■ **Problem description**
Copy nothing from the entries below except the lines from the one containing "for simplicity. This" through the one containing "trc = self.trust_store.get_trc(cert_ia[0], asm.p.trcVer)", and copy those exactly.

■ **Dataset records**
+--

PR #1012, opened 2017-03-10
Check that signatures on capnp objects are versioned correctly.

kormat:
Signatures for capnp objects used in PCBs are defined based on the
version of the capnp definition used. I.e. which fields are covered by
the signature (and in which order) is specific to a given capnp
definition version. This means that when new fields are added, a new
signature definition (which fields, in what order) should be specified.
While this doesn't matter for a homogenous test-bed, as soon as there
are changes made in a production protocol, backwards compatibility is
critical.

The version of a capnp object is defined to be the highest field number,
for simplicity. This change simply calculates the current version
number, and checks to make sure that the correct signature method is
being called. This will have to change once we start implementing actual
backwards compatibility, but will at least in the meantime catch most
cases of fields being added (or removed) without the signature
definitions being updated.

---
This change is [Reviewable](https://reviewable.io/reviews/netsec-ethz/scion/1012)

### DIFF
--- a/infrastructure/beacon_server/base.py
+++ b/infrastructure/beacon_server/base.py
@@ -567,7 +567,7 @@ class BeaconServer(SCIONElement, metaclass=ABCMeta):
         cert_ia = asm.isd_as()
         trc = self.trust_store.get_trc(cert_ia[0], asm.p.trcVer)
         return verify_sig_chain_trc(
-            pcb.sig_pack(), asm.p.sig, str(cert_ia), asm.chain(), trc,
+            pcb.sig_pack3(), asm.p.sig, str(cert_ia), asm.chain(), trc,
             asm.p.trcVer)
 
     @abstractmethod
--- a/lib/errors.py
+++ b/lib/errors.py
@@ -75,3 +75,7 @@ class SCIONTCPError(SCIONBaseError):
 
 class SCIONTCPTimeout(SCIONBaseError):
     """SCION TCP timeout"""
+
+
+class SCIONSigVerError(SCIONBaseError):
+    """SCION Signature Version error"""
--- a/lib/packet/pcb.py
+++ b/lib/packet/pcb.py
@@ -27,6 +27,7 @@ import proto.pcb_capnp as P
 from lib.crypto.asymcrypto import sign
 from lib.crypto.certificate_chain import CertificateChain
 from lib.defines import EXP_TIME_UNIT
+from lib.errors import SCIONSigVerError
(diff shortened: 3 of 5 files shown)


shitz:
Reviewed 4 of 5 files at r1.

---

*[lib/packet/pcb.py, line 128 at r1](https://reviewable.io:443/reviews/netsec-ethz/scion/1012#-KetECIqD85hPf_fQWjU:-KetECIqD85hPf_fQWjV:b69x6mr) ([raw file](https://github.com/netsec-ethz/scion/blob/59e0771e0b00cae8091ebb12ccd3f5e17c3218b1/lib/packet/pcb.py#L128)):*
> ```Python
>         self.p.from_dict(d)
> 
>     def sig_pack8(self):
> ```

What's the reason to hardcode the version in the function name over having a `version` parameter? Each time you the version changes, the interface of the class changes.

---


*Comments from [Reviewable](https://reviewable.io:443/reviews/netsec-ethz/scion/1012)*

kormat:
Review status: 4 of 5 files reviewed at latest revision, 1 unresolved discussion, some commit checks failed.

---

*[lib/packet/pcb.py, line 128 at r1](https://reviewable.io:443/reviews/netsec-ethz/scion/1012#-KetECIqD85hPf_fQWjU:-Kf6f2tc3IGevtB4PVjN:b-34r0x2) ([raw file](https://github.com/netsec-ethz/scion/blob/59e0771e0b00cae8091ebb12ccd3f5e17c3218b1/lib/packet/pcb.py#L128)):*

+--

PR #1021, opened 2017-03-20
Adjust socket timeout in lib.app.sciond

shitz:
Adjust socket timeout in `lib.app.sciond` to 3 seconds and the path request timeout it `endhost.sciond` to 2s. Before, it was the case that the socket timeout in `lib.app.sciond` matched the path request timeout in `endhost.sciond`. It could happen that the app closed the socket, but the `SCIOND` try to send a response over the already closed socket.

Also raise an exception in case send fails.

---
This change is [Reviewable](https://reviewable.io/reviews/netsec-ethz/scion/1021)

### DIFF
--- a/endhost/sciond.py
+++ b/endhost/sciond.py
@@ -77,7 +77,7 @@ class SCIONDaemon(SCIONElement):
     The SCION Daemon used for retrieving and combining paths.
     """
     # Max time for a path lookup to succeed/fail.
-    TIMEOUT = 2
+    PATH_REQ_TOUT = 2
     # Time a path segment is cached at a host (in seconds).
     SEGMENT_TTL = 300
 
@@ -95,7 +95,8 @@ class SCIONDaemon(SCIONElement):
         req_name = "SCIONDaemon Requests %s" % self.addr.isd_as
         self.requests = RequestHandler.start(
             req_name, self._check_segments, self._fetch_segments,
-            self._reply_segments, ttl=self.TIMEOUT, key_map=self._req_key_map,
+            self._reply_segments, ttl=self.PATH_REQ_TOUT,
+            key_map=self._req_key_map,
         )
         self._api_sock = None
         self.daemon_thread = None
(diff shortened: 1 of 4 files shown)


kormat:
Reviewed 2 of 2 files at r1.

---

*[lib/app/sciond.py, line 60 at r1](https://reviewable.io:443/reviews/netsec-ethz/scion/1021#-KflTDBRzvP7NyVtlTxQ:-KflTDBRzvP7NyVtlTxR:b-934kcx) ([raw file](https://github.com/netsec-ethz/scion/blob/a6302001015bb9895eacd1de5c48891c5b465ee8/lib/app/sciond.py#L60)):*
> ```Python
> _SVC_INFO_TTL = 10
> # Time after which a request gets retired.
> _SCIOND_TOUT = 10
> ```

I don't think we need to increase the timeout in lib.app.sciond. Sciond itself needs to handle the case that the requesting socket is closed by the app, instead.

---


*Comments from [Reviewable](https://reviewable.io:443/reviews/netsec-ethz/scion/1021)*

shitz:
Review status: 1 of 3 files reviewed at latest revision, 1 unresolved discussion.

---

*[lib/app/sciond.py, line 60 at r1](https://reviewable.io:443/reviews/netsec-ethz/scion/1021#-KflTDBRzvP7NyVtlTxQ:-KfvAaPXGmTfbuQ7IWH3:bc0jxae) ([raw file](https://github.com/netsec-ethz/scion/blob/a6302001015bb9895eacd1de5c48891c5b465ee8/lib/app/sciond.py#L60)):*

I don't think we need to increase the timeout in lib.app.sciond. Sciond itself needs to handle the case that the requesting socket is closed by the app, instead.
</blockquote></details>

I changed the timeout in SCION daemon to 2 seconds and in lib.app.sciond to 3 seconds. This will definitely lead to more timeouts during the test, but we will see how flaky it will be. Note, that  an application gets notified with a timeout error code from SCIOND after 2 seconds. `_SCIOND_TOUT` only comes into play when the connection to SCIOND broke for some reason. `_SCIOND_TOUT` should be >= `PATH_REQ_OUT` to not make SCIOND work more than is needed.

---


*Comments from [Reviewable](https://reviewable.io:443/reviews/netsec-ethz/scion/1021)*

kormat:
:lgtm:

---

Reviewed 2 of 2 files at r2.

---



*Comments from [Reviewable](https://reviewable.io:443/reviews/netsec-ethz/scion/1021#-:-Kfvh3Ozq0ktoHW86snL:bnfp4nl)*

+--

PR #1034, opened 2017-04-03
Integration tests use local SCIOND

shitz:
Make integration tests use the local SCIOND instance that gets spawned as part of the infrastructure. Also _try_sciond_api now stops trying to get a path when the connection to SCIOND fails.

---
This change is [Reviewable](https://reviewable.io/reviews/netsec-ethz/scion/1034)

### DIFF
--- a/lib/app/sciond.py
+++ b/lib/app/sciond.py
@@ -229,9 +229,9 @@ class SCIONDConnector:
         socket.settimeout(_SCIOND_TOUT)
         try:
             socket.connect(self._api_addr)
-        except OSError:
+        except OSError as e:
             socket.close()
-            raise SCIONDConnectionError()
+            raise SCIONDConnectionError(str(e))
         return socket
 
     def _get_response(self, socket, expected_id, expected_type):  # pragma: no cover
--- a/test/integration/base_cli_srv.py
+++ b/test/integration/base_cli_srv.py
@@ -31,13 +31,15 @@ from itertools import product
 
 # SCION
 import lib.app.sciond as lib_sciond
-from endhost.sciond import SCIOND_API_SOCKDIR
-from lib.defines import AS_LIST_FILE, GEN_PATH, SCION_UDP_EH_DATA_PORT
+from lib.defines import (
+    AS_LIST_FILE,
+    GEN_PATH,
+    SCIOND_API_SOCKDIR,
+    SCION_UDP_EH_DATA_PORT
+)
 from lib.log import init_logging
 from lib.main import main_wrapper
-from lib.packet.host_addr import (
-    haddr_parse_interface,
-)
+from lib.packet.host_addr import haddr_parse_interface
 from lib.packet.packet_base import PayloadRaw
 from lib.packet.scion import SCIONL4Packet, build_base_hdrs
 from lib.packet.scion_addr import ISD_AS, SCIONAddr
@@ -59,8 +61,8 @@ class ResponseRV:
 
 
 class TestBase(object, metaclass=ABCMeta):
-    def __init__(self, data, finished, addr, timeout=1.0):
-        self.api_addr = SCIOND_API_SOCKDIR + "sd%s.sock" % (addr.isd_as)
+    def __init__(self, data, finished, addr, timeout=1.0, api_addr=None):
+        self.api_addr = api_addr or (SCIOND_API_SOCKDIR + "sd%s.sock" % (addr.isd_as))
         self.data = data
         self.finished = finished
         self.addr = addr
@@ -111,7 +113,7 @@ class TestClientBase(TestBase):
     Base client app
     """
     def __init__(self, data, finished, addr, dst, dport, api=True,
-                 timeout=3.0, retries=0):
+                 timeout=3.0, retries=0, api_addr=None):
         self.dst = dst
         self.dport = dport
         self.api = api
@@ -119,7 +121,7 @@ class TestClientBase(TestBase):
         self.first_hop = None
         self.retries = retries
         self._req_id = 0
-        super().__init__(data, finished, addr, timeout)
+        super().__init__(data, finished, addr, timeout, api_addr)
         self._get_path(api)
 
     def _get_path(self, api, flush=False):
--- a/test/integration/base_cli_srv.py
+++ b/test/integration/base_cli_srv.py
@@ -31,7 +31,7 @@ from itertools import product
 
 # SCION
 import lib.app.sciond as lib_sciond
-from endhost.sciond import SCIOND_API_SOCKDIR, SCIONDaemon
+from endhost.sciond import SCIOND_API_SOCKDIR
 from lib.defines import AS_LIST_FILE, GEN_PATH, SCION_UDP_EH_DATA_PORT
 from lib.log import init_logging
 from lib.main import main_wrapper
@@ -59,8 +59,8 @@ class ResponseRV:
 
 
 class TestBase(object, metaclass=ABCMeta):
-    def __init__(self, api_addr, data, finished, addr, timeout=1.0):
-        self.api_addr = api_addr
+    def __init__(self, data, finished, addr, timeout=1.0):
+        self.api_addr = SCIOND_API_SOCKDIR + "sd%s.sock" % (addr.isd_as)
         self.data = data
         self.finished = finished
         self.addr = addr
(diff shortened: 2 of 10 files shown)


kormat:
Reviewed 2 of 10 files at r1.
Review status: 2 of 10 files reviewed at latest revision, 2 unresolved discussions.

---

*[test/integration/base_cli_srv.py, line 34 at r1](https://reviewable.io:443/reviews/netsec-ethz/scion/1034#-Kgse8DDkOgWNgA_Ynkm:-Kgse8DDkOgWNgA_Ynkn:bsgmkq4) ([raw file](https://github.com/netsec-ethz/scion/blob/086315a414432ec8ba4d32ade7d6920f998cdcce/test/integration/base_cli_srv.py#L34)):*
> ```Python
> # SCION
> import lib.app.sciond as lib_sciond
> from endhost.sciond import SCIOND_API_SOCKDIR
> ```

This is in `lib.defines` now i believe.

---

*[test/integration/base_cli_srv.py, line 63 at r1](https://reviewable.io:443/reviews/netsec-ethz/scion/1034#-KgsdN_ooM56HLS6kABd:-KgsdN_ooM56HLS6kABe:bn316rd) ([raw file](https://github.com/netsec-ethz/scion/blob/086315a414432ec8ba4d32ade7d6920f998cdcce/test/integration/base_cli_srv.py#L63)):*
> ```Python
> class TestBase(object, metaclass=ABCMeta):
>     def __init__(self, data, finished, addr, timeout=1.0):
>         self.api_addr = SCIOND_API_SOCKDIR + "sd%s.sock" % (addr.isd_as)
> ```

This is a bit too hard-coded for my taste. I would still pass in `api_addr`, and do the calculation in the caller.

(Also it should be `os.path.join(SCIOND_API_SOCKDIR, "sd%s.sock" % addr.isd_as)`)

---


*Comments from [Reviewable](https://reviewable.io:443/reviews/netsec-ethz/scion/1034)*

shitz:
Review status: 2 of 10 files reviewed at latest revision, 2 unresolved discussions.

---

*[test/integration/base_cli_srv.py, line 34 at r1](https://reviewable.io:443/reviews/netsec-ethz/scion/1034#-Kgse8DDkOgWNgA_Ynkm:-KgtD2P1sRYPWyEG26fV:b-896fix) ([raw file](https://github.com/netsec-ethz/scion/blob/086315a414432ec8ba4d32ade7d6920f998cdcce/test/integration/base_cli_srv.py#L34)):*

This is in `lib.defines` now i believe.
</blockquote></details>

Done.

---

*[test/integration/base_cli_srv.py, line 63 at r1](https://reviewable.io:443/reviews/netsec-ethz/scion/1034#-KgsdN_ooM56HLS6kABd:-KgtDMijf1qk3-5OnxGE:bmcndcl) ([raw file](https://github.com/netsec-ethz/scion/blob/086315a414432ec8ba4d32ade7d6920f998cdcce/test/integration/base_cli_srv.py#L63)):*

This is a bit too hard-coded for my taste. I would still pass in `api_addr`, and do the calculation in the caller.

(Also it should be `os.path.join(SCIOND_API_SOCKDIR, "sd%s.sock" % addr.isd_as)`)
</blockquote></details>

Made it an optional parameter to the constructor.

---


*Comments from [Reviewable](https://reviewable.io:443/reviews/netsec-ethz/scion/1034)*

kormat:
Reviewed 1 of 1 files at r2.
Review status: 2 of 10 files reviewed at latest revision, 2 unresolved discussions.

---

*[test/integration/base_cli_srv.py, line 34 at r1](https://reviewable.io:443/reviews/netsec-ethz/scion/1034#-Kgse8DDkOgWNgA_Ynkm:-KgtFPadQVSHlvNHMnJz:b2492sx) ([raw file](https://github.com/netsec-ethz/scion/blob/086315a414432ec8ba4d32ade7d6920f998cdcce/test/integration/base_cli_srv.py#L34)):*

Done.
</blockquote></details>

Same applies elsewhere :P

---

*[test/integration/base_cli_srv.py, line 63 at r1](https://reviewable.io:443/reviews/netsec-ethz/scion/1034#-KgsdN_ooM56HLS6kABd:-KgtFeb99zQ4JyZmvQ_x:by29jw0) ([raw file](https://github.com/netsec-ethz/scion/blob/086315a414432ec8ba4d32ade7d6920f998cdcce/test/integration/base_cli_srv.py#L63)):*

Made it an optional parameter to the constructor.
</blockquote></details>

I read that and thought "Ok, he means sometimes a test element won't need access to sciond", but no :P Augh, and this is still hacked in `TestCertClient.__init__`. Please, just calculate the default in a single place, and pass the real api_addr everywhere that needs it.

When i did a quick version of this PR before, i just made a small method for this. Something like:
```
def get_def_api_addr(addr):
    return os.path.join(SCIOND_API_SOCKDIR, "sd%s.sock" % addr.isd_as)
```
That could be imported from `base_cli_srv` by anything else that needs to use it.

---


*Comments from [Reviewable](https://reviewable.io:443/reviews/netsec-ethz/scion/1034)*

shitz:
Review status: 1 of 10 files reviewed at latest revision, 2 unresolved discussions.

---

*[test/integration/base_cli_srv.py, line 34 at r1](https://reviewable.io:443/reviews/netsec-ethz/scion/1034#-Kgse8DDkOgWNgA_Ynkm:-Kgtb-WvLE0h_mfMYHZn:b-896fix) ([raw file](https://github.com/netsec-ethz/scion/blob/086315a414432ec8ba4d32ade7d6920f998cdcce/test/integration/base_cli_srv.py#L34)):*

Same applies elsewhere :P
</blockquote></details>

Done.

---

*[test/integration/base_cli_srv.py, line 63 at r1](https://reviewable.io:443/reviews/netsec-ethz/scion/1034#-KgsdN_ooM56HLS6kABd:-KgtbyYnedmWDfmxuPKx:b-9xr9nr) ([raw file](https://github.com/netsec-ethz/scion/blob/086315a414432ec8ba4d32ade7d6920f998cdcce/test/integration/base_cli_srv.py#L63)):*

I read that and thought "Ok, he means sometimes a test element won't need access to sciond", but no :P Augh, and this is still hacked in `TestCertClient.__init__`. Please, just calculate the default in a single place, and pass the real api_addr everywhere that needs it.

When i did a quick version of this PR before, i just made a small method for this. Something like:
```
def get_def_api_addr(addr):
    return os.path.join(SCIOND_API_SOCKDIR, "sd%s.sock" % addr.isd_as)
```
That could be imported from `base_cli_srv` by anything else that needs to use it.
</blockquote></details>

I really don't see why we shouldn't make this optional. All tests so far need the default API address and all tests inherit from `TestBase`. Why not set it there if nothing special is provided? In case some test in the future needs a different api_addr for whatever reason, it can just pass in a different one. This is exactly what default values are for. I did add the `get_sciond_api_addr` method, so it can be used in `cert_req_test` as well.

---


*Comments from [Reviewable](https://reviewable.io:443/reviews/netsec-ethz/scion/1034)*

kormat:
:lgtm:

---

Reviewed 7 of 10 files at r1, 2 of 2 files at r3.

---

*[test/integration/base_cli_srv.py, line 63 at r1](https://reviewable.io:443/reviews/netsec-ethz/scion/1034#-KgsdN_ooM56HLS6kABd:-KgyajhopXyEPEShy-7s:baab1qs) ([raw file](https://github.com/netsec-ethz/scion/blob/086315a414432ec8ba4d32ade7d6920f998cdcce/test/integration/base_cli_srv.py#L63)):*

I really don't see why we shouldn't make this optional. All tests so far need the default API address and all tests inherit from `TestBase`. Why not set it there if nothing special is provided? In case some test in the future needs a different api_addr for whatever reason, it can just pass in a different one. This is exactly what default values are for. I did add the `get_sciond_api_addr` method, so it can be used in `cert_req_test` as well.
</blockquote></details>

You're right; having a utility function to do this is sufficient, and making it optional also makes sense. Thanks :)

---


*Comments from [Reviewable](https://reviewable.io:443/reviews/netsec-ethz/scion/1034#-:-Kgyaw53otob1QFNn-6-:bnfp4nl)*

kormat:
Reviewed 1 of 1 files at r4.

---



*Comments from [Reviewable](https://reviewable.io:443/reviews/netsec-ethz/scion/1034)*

+--

■ **Solution for this problem**
for simplicity. This change simply calculates the current version
number, and checks to make sure that the correct signature method is
being called. This will have to change once we start implementing actual
backwards compatibility, but will at least in the meantime catch most
cases of fields being added (or removed) without the signature
definitions being updated.

---
This change is [Reviewable](https://reviewable.io/reviews/netsec-ethz/scion/1012)

### DIFF
--- a/infrastructure/beacon_server/base.py
+++ b/infrastructure/beacon_server/base.py
@@ -567,7 +567,7 @@ class BeaconServer(SCIONElement, metaclass=ABCMeta):
         cert_ia = asm.isd_as()
         trc = self.trust_store.get_trc(cert_ia[0], asm.p.trcVer)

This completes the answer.